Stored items
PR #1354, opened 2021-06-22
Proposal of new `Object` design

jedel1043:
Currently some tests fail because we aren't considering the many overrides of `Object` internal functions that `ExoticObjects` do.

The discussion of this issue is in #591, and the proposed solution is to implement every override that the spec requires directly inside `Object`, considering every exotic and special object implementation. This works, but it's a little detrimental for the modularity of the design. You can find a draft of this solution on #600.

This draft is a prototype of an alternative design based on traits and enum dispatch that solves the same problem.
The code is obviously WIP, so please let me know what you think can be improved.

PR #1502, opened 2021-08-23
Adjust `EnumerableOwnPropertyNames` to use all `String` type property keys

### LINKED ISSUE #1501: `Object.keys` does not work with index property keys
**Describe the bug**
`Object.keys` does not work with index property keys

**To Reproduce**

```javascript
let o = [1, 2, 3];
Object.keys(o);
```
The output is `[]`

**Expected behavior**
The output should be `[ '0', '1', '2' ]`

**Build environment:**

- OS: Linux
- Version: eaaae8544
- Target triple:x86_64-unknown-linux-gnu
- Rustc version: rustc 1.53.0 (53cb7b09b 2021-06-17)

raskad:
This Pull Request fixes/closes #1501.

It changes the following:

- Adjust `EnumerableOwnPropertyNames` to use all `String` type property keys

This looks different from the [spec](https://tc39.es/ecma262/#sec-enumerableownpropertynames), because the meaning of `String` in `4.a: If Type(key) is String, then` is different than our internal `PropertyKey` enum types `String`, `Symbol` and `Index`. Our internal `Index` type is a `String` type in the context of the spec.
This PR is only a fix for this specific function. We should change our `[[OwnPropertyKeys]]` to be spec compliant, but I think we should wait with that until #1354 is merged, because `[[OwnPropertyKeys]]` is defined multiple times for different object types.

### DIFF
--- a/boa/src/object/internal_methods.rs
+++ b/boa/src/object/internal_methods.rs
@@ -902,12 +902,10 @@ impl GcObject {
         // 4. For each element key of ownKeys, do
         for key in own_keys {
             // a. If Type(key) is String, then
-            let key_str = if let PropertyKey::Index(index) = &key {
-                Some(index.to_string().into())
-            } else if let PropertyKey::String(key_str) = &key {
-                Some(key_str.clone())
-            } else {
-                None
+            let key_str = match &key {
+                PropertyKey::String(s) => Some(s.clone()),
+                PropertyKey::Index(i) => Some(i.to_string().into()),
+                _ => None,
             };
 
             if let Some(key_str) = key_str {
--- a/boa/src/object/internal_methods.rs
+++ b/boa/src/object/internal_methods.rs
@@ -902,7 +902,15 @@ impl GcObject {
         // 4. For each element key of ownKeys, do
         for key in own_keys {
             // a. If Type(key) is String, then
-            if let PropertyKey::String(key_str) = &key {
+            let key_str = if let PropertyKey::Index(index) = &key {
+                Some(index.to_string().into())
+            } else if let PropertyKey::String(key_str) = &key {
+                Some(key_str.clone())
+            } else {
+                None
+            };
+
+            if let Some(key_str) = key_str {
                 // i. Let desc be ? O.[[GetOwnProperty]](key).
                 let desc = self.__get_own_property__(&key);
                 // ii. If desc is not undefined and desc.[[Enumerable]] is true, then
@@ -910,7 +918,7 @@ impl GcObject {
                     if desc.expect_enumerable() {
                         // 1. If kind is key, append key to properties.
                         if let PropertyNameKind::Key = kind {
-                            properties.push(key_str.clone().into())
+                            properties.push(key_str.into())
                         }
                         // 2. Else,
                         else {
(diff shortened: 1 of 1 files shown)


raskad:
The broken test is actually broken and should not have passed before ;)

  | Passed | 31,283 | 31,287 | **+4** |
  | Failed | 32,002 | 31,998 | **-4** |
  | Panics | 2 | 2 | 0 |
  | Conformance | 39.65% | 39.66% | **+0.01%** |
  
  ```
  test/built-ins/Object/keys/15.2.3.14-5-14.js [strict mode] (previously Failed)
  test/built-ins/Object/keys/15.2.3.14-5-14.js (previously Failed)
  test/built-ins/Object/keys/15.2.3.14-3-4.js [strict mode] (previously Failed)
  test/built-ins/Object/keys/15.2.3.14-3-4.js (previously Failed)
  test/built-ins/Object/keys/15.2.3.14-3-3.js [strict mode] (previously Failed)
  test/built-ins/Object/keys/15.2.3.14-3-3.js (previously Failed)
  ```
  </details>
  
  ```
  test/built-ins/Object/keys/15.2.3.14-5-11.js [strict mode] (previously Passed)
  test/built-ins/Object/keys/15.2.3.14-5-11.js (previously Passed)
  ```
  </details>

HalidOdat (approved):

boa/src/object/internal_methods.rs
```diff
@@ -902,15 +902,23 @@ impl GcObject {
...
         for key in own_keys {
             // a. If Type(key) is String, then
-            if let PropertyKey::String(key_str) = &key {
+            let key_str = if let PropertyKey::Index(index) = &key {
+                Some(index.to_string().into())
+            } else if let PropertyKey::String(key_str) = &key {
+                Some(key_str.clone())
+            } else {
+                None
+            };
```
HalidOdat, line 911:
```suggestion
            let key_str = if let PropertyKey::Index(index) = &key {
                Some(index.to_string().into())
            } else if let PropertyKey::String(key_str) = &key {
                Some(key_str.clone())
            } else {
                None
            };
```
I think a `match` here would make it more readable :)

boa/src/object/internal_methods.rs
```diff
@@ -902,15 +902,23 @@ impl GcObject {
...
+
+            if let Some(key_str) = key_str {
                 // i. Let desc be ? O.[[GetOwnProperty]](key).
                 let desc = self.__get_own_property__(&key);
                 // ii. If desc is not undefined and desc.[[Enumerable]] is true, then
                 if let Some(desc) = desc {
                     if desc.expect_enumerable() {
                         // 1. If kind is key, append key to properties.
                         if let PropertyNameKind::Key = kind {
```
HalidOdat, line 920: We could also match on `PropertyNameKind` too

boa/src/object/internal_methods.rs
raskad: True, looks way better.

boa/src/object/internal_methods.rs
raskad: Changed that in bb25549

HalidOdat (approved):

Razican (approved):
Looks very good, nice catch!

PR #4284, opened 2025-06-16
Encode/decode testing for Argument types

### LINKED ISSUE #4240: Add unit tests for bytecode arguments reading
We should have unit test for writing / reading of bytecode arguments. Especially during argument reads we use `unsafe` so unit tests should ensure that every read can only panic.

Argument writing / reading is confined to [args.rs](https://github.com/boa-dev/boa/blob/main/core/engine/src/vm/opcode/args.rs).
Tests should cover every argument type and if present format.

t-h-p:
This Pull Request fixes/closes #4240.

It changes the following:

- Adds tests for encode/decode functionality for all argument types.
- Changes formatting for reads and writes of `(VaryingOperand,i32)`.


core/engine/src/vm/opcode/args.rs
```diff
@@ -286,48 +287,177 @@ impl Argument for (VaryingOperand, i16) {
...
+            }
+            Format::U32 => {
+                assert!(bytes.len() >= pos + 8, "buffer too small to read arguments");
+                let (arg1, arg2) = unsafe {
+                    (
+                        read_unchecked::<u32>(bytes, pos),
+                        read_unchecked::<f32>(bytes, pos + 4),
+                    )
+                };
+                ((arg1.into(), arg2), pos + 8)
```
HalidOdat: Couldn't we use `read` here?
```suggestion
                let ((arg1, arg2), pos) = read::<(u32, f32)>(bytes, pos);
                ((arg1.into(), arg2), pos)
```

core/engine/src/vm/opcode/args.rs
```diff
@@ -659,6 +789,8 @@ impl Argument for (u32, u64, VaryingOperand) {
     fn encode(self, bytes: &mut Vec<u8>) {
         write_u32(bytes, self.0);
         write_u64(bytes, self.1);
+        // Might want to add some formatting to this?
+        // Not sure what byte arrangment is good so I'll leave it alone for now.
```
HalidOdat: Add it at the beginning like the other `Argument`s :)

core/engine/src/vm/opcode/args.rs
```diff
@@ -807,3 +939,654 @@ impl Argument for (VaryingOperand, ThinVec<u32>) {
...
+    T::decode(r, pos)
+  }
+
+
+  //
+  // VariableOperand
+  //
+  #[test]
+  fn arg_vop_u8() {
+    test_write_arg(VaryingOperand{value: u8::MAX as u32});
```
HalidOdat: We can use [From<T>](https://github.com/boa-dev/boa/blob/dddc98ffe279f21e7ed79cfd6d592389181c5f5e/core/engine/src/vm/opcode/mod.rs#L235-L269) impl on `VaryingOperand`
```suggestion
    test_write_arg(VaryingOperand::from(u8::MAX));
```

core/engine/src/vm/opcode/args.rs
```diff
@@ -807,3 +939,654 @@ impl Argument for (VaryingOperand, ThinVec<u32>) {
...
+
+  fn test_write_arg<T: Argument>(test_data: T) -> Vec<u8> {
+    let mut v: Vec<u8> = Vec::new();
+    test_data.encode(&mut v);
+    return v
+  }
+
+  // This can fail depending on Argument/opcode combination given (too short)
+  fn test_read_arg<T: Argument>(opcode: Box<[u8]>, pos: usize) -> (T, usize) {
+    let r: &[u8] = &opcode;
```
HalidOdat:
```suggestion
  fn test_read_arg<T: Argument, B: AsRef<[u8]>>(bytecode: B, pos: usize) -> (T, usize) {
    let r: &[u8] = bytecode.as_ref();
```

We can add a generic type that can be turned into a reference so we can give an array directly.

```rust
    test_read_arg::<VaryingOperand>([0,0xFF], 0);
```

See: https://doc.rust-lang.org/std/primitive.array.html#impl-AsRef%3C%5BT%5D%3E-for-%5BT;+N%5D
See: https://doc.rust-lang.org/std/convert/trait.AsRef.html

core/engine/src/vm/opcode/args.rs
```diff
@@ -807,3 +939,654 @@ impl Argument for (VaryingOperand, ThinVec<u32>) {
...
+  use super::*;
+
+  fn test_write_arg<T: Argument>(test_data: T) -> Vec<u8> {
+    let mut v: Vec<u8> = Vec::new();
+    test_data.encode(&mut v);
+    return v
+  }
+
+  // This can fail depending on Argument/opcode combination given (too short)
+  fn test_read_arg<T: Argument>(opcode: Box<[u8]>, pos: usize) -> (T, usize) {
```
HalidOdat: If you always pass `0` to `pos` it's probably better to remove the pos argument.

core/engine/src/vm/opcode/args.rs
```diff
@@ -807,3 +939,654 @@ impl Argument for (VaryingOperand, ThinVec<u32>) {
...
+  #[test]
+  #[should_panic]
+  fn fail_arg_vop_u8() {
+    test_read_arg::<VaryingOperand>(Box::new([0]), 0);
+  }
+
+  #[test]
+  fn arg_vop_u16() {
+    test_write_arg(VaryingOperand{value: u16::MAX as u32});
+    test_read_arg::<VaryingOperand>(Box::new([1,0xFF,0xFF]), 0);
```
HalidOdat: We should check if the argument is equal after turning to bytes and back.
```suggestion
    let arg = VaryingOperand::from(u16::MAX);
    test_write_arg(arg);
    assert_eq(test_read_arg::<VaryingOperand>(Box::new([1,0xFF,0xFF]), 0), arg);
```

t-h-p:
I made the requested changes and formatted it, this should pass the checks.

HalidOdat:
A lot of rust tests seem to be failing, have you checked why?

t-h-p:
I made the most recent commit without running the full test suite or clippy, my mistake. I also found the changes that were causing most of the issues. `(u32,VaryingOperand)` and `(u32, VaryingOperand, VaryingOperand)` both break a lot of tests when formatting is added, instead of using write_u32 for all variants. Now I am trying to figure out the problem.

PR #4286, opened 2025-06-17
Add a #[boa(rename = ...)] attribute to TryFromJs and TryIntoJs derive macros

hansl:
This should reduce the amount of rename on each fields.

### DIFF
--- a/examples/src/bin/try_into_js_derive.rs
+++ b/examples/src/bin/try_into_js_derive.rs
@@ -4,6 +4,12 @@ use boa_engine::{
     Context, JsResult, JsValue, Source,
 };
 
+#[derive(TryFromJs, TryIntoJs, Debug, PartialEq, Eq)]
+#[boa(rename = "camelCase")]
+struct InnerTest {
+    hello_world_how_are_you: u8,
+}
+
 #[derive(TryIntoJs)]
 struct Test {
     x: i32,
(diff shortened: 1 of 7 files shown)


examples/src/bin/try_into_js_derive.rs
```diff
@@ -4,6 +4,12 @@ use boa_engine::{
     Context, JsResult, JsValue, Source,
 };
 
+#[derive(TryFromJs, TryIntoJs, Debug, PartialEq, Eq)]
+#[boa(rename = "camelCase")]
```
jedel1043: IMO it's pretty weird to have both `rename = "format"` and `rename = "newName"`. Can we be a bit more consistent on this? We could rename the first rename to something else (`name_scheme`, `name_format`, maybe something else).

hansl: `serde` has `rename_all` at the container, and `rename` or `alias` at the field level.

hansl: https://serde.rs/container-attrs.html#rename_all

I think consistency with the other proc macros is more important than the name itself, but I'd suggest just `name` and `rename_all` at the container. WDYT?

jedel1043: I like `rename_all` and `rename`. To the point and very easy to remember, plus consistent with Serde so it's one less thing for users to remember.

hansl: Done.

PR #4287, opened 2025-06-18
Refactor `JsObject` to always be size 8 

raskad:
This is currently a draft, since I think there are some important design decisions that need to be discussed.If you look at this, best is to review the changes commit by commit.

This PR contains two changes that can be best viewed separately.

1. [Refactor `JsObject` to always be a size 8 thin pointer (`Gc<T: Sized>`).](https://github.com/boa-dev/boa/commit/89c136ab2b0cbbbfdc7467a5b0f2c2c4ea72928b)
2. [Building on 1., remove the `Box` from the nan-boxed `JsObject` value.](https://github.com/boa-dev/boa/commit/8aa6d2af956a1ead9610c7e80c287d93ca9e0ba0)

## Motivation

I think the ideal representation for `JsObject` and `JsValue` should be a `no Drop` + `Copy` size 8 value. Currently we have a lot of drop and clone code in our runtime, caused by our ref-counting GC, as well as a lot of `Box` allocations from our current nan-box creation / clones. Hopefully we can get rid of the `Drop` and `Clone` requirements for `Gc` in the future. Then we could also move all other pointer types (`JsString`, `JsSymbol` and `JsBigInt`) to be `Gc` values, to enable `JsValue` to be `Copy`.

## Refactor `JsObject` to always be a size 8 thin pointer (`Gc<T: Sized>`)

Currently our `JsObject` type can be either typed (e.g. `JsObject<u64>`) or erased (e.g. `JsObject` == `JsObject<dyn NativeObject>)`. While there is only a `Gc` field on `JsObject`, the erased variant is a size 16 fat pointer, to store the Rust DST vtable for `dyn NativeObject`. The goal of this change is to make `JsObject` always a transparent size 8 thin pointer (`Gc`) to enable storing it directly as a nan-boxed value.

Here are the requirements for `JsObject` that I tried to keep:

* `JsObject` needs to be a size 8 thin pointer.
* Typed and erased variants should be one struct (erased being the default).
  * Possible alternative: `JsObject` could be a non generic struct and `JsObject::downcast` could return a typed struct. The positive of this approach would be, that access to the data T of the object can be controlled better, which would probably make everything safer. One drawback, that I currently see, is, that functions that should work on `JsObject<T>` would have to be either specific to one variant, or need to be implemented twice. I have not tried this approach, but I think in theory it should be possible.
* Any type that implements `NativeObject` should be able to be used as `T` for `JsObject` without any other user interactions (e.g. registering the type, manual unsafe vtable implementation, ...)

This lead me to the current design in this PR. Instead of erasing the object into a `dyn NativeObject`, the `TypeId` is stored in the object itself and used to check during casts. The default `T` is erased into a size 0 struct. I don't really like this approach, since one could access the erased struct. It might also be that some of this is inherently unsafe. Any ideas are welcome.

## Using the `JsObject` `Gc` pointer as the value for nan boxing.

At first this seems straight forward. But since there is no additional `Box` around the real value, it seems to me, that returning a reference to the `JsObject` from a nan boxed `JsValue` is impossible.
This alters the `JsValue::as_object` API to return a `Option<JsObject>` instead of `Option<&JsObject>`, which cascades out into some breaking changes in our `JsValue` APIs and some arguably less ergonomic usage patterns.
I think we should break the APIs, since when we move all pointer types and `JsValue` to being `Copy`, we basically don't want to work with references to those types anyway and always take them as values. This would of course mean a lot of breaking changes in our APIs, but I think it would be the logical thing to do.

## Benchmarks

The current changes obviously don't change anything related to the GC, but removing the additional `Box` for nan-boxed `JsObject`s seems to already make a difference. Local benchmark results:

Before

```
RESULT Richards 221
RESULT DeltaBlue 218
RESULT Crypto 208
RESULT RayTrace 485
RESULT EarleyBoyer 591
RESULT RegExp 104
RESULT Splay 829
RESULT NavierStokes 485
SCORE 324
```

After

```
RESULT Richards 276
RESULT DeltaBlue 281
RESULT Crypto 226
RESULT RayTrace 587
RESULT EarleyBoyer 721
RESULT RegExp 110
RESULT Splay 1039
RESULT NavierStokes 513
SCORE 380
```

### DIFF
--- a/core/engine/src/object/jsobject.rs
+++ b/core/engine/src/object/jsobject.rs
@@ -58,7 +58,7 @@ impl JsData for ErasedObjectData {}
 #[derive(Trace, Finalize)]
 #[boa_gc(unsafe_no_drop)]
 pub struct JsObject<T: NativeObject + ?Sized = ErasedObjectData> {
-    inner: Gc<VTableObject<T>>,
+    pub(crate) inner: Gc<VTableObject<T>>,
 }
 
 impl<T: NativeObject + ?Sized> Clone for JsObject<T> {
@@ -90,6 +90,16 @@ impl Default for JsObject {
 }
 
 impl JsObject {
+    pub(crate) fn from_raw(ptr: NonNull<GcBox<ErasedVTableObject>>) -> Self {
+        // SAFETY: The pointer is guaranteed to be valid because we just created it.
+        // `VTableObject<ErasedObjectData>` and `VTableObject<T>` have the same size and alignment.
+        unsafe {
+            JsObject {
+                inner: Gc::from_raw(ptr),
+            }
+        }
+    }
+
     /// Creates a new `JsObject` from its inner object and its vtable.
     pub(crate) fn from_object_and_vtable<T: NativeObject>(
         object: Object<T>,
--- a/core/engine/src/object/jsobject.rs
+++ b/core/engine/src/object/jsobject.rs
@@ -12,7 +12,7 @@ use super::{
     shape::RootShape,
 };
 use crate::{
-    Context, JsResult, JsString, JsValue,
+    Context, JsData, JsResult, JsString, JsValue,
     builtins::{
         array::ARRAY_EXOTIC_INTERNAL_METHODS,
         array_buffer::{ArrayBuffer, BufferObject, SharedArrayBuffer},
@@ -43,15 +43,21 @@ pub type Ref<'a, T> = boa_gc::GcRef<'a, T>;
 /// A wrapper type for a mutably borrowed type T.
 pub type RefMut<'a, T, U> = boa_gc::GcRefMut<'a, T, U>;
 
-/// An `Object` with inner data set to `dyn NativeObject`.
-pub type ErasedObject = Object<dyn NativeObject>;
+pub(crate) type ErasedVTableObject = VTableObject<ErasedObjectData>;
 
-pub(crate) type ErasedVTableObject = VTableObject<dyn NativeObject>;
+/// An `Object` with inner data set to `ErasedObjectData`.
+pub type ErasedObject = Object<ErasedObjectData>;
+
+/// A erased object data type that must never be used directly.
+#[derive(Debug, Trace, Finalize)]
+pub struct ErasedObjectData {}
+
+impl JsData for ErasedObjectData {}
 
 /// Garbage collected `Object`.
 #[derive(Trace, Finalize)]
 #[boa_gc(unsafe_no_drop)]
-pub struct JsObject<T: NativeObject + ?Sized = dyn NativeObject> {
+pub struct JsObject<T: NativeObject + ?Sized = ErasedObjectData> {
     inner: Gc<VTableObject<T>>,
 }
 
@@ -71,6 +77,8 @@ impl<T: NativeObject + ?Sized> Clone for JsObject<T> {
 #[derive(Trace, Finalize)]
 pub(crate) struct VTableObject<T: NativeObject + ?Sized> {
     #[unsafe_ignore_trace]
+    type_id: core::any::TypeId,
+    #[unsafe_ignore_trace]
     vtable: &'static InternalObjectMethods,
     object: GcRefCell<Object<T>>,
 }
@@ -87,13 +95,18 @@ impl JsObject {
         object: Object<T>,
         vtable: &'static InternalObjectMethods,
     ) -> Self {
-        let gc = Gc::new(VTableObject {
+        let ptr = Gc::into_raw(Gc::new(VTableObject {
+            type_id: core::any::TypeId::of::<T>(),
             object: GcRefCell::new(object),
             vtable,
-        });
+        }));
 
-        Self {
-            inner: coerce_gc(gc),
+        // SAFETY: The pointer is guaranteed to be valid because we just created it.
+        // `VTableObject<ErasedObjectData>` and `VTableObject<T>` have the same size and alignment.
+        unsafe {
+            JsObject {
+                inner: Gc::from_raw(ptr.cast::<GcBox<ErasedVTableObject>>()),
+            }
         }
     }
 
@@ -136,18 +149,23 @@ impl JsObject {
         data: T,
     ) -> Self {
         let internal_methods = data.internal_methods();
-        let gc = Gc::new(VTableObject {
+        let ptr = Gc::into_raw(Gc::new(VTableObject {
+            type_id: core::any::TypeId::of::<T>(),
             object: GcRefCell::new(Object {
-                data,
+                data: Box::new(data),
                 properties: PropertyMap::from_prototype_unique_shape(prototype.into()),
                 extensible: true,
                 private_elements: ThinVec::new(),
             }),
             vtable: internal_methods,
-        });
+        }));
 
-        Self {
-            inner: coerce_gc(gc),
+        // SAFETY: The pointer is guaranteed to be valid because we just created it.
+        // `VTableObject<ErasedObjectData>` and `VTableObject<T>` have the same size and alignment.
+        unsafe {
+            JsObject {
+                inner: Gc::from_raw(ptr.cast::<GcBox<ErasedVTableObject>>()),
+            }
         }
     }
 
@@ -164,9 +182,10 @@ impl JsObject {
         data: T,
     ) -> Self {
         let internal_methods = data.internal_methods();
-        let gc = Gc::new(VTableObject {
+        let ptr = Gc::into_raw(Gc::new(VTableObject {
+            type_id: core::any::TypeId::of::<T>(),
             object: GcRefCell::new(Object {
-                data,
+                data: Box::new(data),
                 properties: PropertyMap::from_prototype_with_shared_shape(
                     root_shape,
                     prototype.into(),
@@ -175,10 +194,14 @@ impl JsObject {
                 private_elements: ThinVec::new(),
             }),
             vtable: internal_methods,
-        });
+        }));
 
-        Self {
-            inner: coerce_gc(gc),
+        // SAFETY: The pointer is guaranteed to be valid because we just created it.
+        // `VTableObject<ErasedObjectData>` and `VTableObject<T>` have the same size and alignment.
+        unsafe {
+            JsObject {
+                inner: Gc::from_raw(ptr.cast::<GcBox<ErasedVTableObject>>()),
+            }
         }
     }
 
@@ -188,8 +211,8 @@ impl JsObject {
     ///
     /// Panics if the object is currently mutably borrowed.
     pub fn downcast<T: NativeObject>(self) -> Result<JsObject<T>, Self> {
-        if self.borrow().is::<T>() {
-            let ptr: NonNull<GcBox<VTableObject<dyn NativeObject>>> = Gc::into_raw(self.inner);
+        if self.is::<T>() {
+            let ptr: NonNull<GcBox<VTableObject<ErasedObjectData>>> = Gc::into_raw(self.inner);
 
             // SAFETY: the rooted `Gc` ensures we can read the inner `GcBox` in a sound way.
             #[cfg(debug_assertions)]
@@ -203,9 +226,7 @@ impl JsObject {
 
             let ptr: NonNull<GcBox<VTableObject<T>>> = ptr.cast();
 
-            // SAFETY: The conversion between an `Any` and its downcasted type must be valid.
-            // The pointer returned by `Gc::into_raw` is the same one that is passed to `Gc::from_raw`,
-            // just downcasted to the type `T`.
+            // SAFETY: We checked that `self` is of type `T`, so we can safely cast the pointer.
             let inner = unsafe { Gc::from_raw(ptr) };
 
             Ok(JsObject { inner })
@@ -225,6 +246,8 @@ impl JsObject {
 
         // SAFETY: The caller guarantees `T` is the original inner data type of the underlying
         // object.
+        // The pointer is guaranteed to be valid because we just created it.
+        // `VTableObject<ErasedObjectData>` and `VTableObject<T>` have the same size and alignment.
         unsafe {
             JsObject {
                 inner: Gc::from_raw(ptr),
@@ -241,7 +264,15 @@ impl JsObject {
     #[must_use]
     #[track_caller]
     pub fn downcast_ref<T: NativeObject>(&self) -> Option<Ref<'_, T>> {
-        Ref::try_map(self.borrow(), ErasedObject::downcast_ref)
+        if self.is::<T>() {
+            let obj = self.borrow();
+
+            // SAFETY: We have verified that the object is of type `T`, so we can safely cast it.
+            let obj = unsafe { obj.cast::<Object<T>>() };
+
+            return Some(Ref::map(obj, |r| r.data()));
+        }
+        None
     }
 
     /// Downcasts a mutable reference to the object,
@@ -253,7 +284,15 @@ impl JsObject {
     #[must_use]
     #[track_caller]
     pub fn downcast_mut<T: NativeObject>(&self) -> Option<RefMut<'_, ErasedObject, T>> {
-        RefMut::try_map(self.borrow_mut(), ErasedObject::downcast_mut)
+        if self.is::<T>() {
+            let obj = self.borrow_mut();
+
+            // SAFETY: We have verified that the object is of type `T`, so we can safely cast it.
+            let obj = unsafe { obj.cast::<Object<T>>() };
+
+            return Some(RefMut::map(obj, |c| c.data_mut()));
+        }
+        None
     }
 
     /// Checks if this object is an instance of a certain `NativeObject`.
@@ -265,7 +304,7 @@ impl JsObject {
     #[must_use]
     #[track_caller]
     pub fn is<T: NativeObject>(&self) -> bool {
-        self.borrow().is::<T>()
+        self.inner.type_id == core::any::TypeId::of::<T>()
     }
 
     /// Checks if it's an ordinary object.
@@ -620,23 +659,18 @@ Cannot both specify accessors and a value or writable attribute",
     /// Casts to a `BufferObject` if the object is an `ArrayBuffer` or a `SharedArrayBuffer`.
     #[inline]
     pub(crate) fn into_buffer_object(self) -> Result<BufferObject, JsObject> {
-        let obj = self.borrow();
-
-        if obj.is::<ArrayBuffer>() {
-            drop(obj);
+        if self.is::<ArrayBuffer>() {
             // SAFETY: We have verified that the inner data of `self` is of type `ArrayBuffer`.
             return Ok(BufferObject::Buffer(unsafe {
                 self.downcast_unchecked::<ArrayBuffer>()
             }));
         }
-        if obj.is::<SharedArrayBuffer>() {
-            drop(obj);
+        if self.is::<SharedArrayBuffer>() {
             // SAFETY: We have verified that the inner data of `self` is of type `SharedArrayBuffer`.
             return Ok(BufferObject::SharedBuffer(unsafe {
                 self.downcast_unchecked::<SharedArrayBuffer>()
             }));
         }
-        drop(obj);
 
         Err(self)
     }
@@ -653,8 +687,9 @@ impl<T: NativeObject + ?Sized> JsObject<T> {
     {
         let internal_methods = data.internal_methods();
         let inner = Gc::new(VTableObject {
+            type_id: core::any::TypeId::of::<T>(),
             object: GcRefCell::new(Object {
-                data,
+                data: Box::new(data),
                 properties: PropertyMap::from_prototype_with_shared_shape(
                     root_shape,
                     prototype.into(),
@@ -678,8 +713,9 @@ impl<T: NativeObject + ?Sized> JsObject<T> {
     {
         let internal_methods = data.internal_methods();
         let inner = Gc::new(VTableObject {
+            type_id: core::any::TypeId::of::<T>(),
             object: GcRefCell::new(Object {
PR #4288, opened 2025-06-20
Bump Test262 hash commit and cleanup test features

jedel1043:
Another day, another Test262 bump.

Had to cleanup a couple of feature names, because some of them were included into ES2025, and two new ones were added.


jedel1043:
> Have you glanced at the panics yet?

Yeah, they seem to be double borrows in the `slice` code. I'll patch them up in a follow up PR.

■ **Exercise objective**
Output nothing but the number of lines in the data containing the string "hansl".

■ **Solution**
4